On 07/12/2013 10:48 AM, Amos Jeffries wrote:
> On 13/07/2013 12:31 a.m., Tsantilas Christos wrote:
>> Finally I did not apply the last patch I posted because I found a bug.
>> Squid hits an assertion in clientReplyContext::processExpired at
>> client_side_reply.cc:245,
>> assert(http->storeEntry()->lastmod >= 0);
>>
>> Moreover looking in the code I am seeing that objects which does not
>> have a "Last-Modified" header are never stored in squid cache.
>> So in the patch I am posting here I removed the part of the patch which
>> allowed to use a stored entry which does not have Last-Modified header
>> but have a strong etag.
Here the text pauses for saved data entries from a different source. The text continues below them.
PR #102, opened 2025-12-15
refactor: use domain exception

larskemper:
#### Changes:

- remove unused exceptions
- move all existing exceptions to domain class
- change incorrect status codes
- unify exceptions with same meaning
- jest: adjustment of the config was needed to prevent jest ci from failing (lodash wasn't correctly resolved, coppied fix from platform: [ref](https://github.com/shopware/shopware/blob/trunk/src/Administration/Resources/app/administration/jest.config.js#L91))


src/Resources/app/administration/src/module/swag-migration/snippet/de.json
```diff
@@ -161,7 +161,6 @@
             "SWAG_MIGRATION__API_CONNECTION_ERROR__HINT": "Wenn beim Herstellen einer Verbindung Probleme auftreten, lohnt es sich möglicherweise, die aktuell auf Ihrem Server installierte Curl-Version zu überprüfen und zu aktualisieren.",
             "SWAG_MIGRATION__GATEWAY_READ": "Es konnte keine Verbindung zum angegebenen Server hergestellt werden. Bitte überprüfe die angegebene Shop-Domain.",
             "SWAG_MIGRATION__GATEWAY_READ__HINT": "Wenn beim Herstellen einer Verbindung Probleme auftreten, lohnt es sich möglicherweise, die aktuell auf Ihrem Server installierte Curl-Version zu überprüfen und zu aktualisieren.",
-            "SWAG_MIGRATION__INVALID_CONNECTION_AUTHENTICATION": "Deine Zugangsdaten sind nicht korrekt. Bitte überprüfe sie und versuche es erneut.",
```
ennasus4sun, line 164: short question: do we still provide a message when the credentials are not correct?

ennasus4sun (approved):

src/Migration/MessageQueue/Handler/ProcessMediaHandler.php
```diff
@@ -85,23 +84,16 @@ public function __invoke(ProcessMediaMessage $message): void
             $processor = $this->mediaFileProcessorRegistry->getProcessor($migrationContext);
             $workload = $processor->process($migrationContext, $context, $workload);
             $this->processFailures($context, $migrationContext, $processor, $workload);
-        } catch (NoConnectionFoundException $exception) {
+        } catch (MigrationException|\Exception $exception) {
+            $logClass = $exception instanceof MigrationException
+                ? ProcessorNotFoundLog::class : ExceptionRunLog::class;
```
MalteJanz: I don't think this was a good change and a dedicated exception that can be catched individually makes more sense here.

E.g. now with this implementation what happens if the `$processor->process` call also throws a `MigrationException`, because it failed to process some media. Then you would just log that as "processor not found" with a confusing message, which is strange. To be fair, I can't immediately say if that call is actually able to throw a `MigrationException`, but still if not today, it might do that tomorrow 😅

src/Migration/Service/MediaFileProcessorService.php
```diff
@@ -45,8 +45,10 @@ public function processMediaFiles(MigrationContextInterface $migrationContext, C
             if ($currentDataSet === null) {
                 try {
                     $currentDataSet = $this->dataSetRegistry->getDataSet($migrationContext, $mediaFile['entity']);
-                } catch (DataSetNotFoundException $exception) {
-                    $this->logDataSetNotFoundException($migrationContext, $exception);
+                } catch (MigrationException $exception) {
+                    if ($exception->getErrorCode() === MigrationException::DATASET_NOT_FOUND) {
```
MalteJanz: Same applies to this change, but slightly differently:

Previously every other Exception that wasn't `DataSetNotFoundException` was still thrown / bubble up. Now all kinds of `MigrationException` that don't have that specific error code are silently ignored, which is very bad. Sure you could add an else branch and throw it again, but it's just isn't as clean as a proper dedicated exception.

In general every time we explicitly need to catch an Exception, it totally makes sense to have a dedicated Exception class (which could still inherit from the Domain Exception). Btw, that is also documented here 🙂 : https://developer.shopware.com/docs/resources/references/adr/2022-02-24-domain-exceptions.html

src/Migration/Service/MediaFileProcessorService.php
```diff
@@ -59,8 +61,10 @@ public function processMediaFiles(MigrationContextInterface $migrationContext, C
                     $messageMediaUuids = [];
                     $currentCount = 0;
                     $currentDataSet = $this->dataSetRegistry->getDataSet($migrationContext, $mediaFile['entity']);
-                } catch (DataSetNotFoundException $exception) {
-                    $this->logDataSetNotFoundException($migrationContext, $exception);
+                } catch (MigrationException $exception) {
+                    if ($exception->getErrorCode() === MigrationException::DATASET_NOT_FOUND) {
```
MalteJanz: see above

src/Resources/app/administration/src/module/swag-migration/snippet/de.json
larskemper: yes: the one directly below 😄

src/Migration/Service/MediaFileProcessorService.php
larskemper: The function called here can really only throw this MigrationException and depth is also just one layer, so we could also just get rid of the if check and log if a exception is thrown... don't think that with this less complexity a own Exception class is necessary

src/Migration/Service/MediaFileProcessorService.php
larskemper: same here

src/Migration/MessageQueue/Handler/ProcessMediaHandler.php
larskemper: don't no why I though this was good 😅. Actually the solution here I think is to not have every thing in the same try-catch. The Registry can throw a MigrationException, the rest all kind ...

vintagesucks (approved):

src/Migration/Service/MediaFileProcessorService.php
MalteJanz: Even if that is the case today, I still think it's a code smell, because it's very easy to introduce a bug (with your updated version emitting a log that is misleading).

For example if someone is working on the class in the try block, for whatever reason throwing another type of `MigrationException`, he can't safely assume that it will be properly handled in all places and would need to adjust this try block as well / has to know the whole codebase.

If it would be a dedicated exception, it's much clearer.

I'm totally aware that it is very unlikely that someone would change these Registries and suddenly throw a different exception. But on the other hand having multiple try / catch blocks after one another also isn't very clean. I would still vote for leaving a dedicated exception for these cases.

src/Migration/Service/MediaFileProcessorService.php
MalteJanz: same here 😅

src/Migration/Service/MediaFileProcessorService.php
larskemper: but with this argument we can't use Domain Exceptions, actually any Exception or try-catch anywhere. Yeah when somebody changes the Exception in the class "below" where its thrown and not the catch then we have the same situation, also with any other Exception.

MalteJanz: That's not totally true, in other places you might catch our generic domain exception and deal with it like "something gone wrong with the migration", e.g. by creating a proper log entry.

But in this specific case you are only interested in one very specific exception (that the registry can't find something) and are handling it exactly like that, but still catching a generic `MigrationException`, which could be many things.

If you would deal with the `MigrationException` here just like "something gone wrong with the migration" and emitting a generic error log, everything would be totally fine. I just don't like that it's catching a `MigrationException` and then always automatically assumes it must be that the registry couldn't find the item, which might not always be true.

And that is exactly why we still use dedicated exception classes next to our domain exceptions, when they make sense / are catched in specific places.

larskemper: I got that part, but what speaks agains `if ($exception->getErrorCode() === MigrationException::PROCESSOR_NOT_FOUND)` then?

MalteJanz: The missing `else` block 😅. In this specific place an `else { throw $e; }` would have been also fine, it just makes sure the exception isn't "silenced"

Additionally it's not as clean to read as multiple / a more dedicated catch block. But that's only a nitpick

MalteJanz (approved):

src/Migration/Service/MediaFileProcessorService.php
```diff
@@ -41,14 +41,19 @@ public function processMediaFiles(MigrationContextInterface $migrationContext, C
...
         $messageMediaUuids = [];
+
         foreach ($mediaFiles as $mediaFile) {
             if ($currentDataSet === null) {
                 try {
                     $currentDataSet = $this->dataSetRegistry->getDataSet($migrationContext, $mediaFile['entity']);
-                } catch (DataSetNotFoundException $exception) {
-                    $this->logDataSetNotFoundException($migrationContext, $exception);
+                } catch (MigrationException $exception) {
+                    if ($exception->getErrorCode() === MigrationException::DATASET_NOT_FOUND) {
```
mitelg, line 50: for exact that use case we still use specific child domain exception :grimacing: 
those are then simply thrown from the main domain exception class.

This is the part which causes the assertion .
>> Alternatively we can just remove the assertion.
>>
>> However still I do not know how an entry with lastmod=-1 (no
>> Last-Modified header) found in my cache and causes the above assertion.
>>
>> Any opinion on this?

> I expect it will be the same way the no-Date objects find their way in.
> By being stored there temporarily while in-use by a client then RELEASEd
> only after completion.

If the above does happen, it means that the cache admission control code
is broken: There is no point in adding something to a cache, even
temporary, that we do not consider cachable when the response headers
are received. Multiple clients would not be able to feed off that
[temporary] cached object, and the primary client itself does not need a
cache to receive the response.

I am not saying this does not happen though (I do not know).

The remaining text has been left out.